In the representation stage, the network topology of the underlying building or facility is created
with the rooms and corridors being treated as the nodes in the network. In the analysis stage, the
performance characteristics of the queuing network is determined. In the final stage of synthesis,
once the performance characteristics are determined in the analysis stage, the performance of a
queuing network can be assessed and evaluated to solve various design problem.
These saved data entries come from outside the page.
Issue #2606, opened 2023-07-25
Elaborate all the possible options in Create Deployment


manmeetkaur:
### Issue Type

Missing content for an existing feature

### Links to Affected Docs

https://docs.astronomer.io/astro/create-deployment

### The Issue or Context

We are not clearly explaining all the methods to create a Deployment in one place. Can't expect the user to jump to diff pages and go oh! this is another way.

Other issues:
- The CLI box doesn’t feel like enough given CLI command reference is sparse
- There’s a double title

Related slack thread: https://astronomer.slack.com/archives/C03CT3DNZMH/p1690260650927989

### Fix or Proposed Change

Add/eXpand the following:
- Overview
- via UI
- via CLI
- via deployment-as-code

Issue #2536, opened 2023-07-10
Review & add screenshots on `Create a Deployment`


paolaperaza:
### Context

Creating a Deployment is the first thing any new user on Astro does in the Cloud UI. This doc is ok, but I think it warrants a being a bit more engaging and visually accessible: https://docs.astronomer.io/astro/create-deployment

### Ask

- [ ] Consider changes in this doc based on the new Deployment creation screen
- [ ] Fix release notes? Not quite right - https://docs.astronomer.io/astro/release-notes#additional-improvements
- [ ] Add screenshot of Deployment create screen (we'll sadly be having to update this relatively often)

PR #2650, opened 2023-08-04
Update Deployment creation options

jwitz:
Resolves https://github.com/astronomer/docs/issues/2606

I don't think we need to "elaborate" on the programmatic options in this doc. Those are complex tools for complex use cases, and this doc is more meant to help explain each item in the Cloud UI configuration screen that a user might want to know more about. Toploading it with too much expository info/ strategy info might frustrate users who just want to get started with a Deployment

Coarse models listed in this section normally involves modeling the environment as a
graph with edges and vertex or a network with routes and nodes. The benefit of doing this is to
reduce the computational complexity of the simulation. Coarse model is suitable in the condition
that a large number of pedestrian or occupants are involved. Under such circumstances, agent-
based model may require more computational resources which sometimes is impossible. In this
dissertation, we proposed a simple graph model which models the building structure as a set of
vertex and edges, and models the occupants as flows in the network. This model is more efficient
than the agent-based model when large number of occupants get involved.